PR #565, opened 2023-09-28
allow to skip cert validation for internal test situations

raffaeleragni:
Adding the possibility to setup Reqwest client with ignore certificate mode.

This feature is used in cases https is used for non terminated proxies, but when testing internal infrastructure setups eg. when self signed or dev certificates are being used.

This is what I currently need to be able to use goose in the setup I have to load test.

### DIFF
--- a/src/config.rs
+++ b/src/config.rs
@@ -195,6 +195,9 @@ pub struct GooseConfiguration {
     /// Follows base_url redirect with subsequent requests
     #[options(no_short)]
     pub sticky_follow: bool,
+    /// Allows to test internally when https validation is not required
+    #[options(no_short)]
+    pub accept_invalid_certs: bool,
 }
 
 /// Optionally defines a subset of active Scenarios to run during a load test.
@@ -332,6 +335,8 @@ pub(crate) struct GooseDefaults {
     pub websocket_host: Option<String>,
     /// An optional default for port WebSocket Controller listens on.
     pub websocket_port: Option<u16>,
+    /// Allow for internal testing when no certificates are available but still using https
+    pub accept_invalid_certs: Option<bool>,
 }
 
 /// Defines all [`GooseConfiguration`] options that can be programmatically configured with
@@ -432,6 +437,7 @@ pub enum GooseDefault {
     WebSocketHost,
     /// An optional default for port WebSocket Controller listens on.
     WebSocketPort,
+    AcceptInvalidCerts,
 }
 
 /// Most run-time options can be programmatically configured with custom defaults.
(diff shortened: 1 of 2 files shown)


src/config.rs
```diff
@@ -195,6 +195,9 @@ pub struct GooseConfiguration {
     /// Follows base_url redirect with subsequent requests
     #[options(no_short)]
     pub sticky_follow: bool,
+    /// Allows to test internally when https validation is not required
```
jeremyandrews, line 198: How about documenting this as:
`Disables validation of https certificates`

We can better document in the goose book (and it can happen in a followup PR).

src/config.rs
```diff
@@ -332,6 +335,8 @@ pub(crate) struct GooseDefaults {
     pub websocket_host: Option<String>,
     /// An optional default for port WebSocket Controller listens on.
     pub websocket_port: Option<u16>,
+    /// Allow for internal testing when no certificates are available but still using https
```
jeremyandrews, line 338: Please use the same format as the above:
`An optional default for not validating https certificates.`

src/config.rs
```diff
@@ -432,6 +437,7 @@ pub enum GooseDefault {
     WebSocketHost,
     /// An optional default for port WebSocket Controller listens on.
     WebSocketPort,
+    AcceptInvalidCerts,
```
jeremyandrews, line 440: Please add a comment, similar to the above:
` An optional default for not validating https certificates.`

src/goose.rs
```diff
@@ -2318,6 +2318,7 @@ pub(crate) fn create_reqwest_client(
         .timeout(Duration::from_millis(timeout))
         // Enable gzip unless `--no-gzip` flag is enabled.
         .gzip(!configuration.no_gzip)
+        .danger_accept_invalid_certs(configuration.accept_invalid_certs)
```
jeremyandrews, line 2321: Please include a comment, for example:

`// Validate https certificates unless `--accept_invalid_certs` is enabled.`

jeremyandrews (changes requested):
Functionally this is great, thanks!

Please add the missing comments and update as flagged.

It would be great to add test coverage as well, but is not required.

raffaeleragni:
Changed the comments

src/config.rs
jeremyandrews: Thanks!

src/goose.rs
jeremyandrews: Whoops, sorry, I think that's actually `--accept-invalid-certs` -- can you test and confirm, and fix if necessary?

jeremyandrews (changes requested):
I think I gave you a bad example, and the `_` needs to be converted to `-`?

raffaeleragni:
Ok, changed

src/goose.rs
jeremyandrews: Thanks!

jeremyandrews (approved):
Thanks for the new feature!

Issue #571, opened 2023-11-16
Something fishy about cookies managment ...


jrouaix:
Hello,

I started using your tool long time ago and just updated to v17 today ... there is something really weird.

- I use auth cookies in some scenarios.
- When I load 1 only user from goose, everything goes fine, my website auth works well, I changed nothing recently
- Then I load multiple users and some scenarios fails because the authentication does not auth them ...
- Then I switch from auth cookie managed by the reqwest client of goose side, to manually crafted from the scenario auth bearer token headers .... and I have no more problems with loads of parallel users.

So I really think something is broken in users isolation, without having any more clue ...

Does that click on your side ? Should I dig deeper ?

jeremyandrews:
Reviewing the [Changelog](https://github.com/tag1consulting/goose/blob/main/CHANGELOG.md), nothing jumps out at me as causing this regression. The only related changed is [#557 ](https://github.com/tag1consulting/goose/pull/557/files), so perhaps you can start by reverting that change and see if it solves your problem? Any further investigation would be greatly appreciated.

alecsmrekar:
I am noticing the same issue. It started popping up after upgrading from Goose 0.17.0 to 0.17.2. I am running a loadtest with 20 users, and one of those users performs two transactions:
- log into a site (runs with `set_on_start`)
- create a piece of content -> this fails due to a 403, inspecting the response, it turned out that the admin sessions wasn't there anymore

PR #575, opened 2023-12-14
test that per-user sessions are working

jeremyandrews:
- validate that with multiple users, each user has a unique and maintained session
 - validate that with multiple users, each user has their own cookie jar
 - the optimization (https://github.com/tag1consulting/goose/pull/557/files#diff-b1a35a68f14e696205874893c07fd24fdb88882b47c23cc0e0c80a30c7d53759R775) in #557 caused the problem reported in #571, specifically because by cloning the reqwest client we're also cloning the cookie jar, which means all GooseUsers end up storing cookies in the same jar. Unfortunately it's not possible to clone the client and then change the cookie jar as this is only exposed when building the client.
 - fixes https://github.com/tag1consulting/goose/issues/571


alecsmrekar (approved):
This fixes the issues I encountered, thanks! Also, nice work on the test coverage.

Issue #429, opened 2022-04-08
Create new "ItemsPerSecond" data type for graph data collection


slashrsm:
At the moment we use data structures like `HashMap<String, TimeSeries<u32, u32>>`, that store per-second counters. It would be better if we would create a dedicated data type, which would also encapsulate all logic related to it. 

More info: https://github.com/tag1consulting/goose/pull/415#discussion_r842661269

PR #577, opened 2023-12-22
Issue 429: Implement ItemsPerSecond

alecsmrekar:
Solves this issue: https://github.com/tag1consulting/goose/issues/429

This PR creates a new struct `ItemsPerSecond` and some accompanying methods that encapsulate the logic of the underlying hash map.

**Note:**
I had to use `#[allow(dead_code)]` because for some reason the compiler would complain about dead code, even though the code is being used.

### DIFF
--- a/src/graph.rs
+++ b/src/graph.rs
@@ -23,28 +23,40 @@ impl ItemsPerSecond {
         ItemsPerSecond(Default::default())
     }
 
+    #[inline(always)]
     fn initialize_or_increment(&mut self, key: &str, second: usize, value: u32) -> u32 {
-        if !self.0.contains_key(key) {
-            self.0.insert(key.to_string(), TimeSeries::new());
+        if !self.contains_key(key) {
+            self.insert(key, TimeSeries::new());
         }
         let data = self.0.get_mut(key).unwrap();
         data.increase_value(second, value);
         data.get(second)
     }
 
+    #[inline(always)]
+    fn contains_key(&mut self, key: &str) -> bool {
+        self.0.contains_key(key)
+    }
+
+    #[inline(always)]
     #[allow(dead_code)]
     fn insert(&mut self, key: &str, time_series: TimeSeries<u32, u32>) {
         self.0.insert(key.to_string(), time_series);
     }
 
+    #[inline(always)]
+    #[allow(dead_code)]
     fn len(&self) -> usize {
         self.0.len()
     }
 
+    #[inline(always)]
+    #[allow(dead_code)]
     fn get(&self, key: &str) -> Option<TimeSeries<u32, u32>> {
         self.0.get(key).cloned()
     }
 
+    #[inline(always)]
     fn get_map(&self) -> HashMap<String, TimeSeries<u32, u32>> {
         self.0.clone()
     }
--- a/src/graph.rs
+++ b/src/graph.rs
@@ -39,7 +39,6 @@ impl ItemsPerSecond {
     }
 
     #[inline(always)]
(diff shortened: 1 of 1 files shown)


src/graph.rs
```diff
@@ -15,12 +15,47 @@ use std::collections::HashMap;
...
+struct ItemsPerSecond(HashMap<String, TimeSeries<u32, u32>>);
+
+impl ItemsPerSecond {
+    fn new() -> ItemsPerSecond {
+        ItemsPerSecond(Default::default())
+    }
+
+    fn initialize_or_increment(&mut self, key: &str, second: usize, value: u32) -> u32 {
+        if !self.0.contains_key(key) {
+            self.0.insert(key.to_string(), TimeSeries::new());
```
LionsAd, line 28: Maybe use the insert function here?

src/graph.rs
```diff
@@ -15,12 +15,47 @@ use std::collections::HashMap;
...
+    fn insert(&mut self, key: &str, time_series: TimeSeries<u32, u32>) {
+        self.0.insert(key.to_string(), time_series);
+    }
+
+    fn len(&self) -> usize {
+        self.0.len()
+    }
+
+    fn get(&self, key: &str) -> Option<TimeSeries<u32, u32>> {
+        self.0.get(key).cloned()
```
LionsAd, line 45: What happens if the key does not exist?

src/graph.rs
```diff
@@ -15,12 +15,47 @@ use std::collections::HashMap;
...
+#[derive(Clone)]
+struct ItemsPerSecond(HashMap<String, TimeSeries<u32, u32>>);
+
+impl ItemsPerSecond {
+    fn new() -> ItemsPerSecond {
+        ItemsPerSecond(Default::default())
+    }
+
+    fn initialize_or_increment(&mut self, key: &str, second: usize, value: u32) -> u32 {
+        if !self.0.contains_key(key) {
```
LionsAd, line 27: Maybe adding that as a helper function and using here, would make sense, too?

src/graph.rs
```diff
@@ -15,12 +15,47 @@ use std::collections::HashMap;
...
+        self.0.len()
+    }
+
+    fn get(&self, key: &str) -> Option<TimeSeries<u32, u32>> {
+        self.0.get(key).cloned()
+    }
+
+    fn get_map(&self) -> HashMap<String, TimeSeries<u32, u32>> {
+        self.0.clone()
+    }
```
LionsAd, line 50: Not sure how performance critical this is, but might be good to inline these four functions?

(Might already be done, too)

LionsAd (commented):
Needs some discussion

src/graph.rs
alecsmrekar: It'll just return `None`, it won't blow up

alecsmrekar:
@LionsAd Thanks for the review, I pushed a new commit with the suggested fixes

src/graph.rs
```diff
@@ -15,12 +15,59 @@ use std::collections::HashMap;
...
+        data.get(second)
+    }
+
+    #[inline(always)]
+    fn contains_key(&mut self, key: &str) -> bool {
+        self.0.contains_key(key)
+    }
+
+    #[inline(always)]
+    #[allow(dead_code)]
```
LionsAd, line 42: Don't think this line is needed still.

LionsAd (commented):
Looks great, I think we can remove one more line, but then it's RTBC

LionsAd (approved):
RTBM!

PR #579, opened 2024-01-16
Issue #531: Fix missing impl for TransactionError

alecsmrekar:
This PR addressed issue https://github.com/tag1consulting/goose/issues/531.

The original bug report provided a minimum reproducible code, but I think we're able to shrink that even further to:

__WHAT YOU NEED TO DO__: Look for the string "nothing" in the data above and return every line that has it.

__EXERCISE RESULT__:
- When I load 1 only user from goose, everything goes fine, my website auth works well, I changed nothing recently
Reviewing the [Changelog](https://github.com/tag1consulting/goose/blob/main/CHANGELOG.md), nothing jumps out at me as causing this regression. The only related changed is [#557 ](https://github.com/tag1consulting/goose/pull/557/files), so perhaps you can start by reverting that change and see if it solves your problem? Any further investigation would be greatly appreciated.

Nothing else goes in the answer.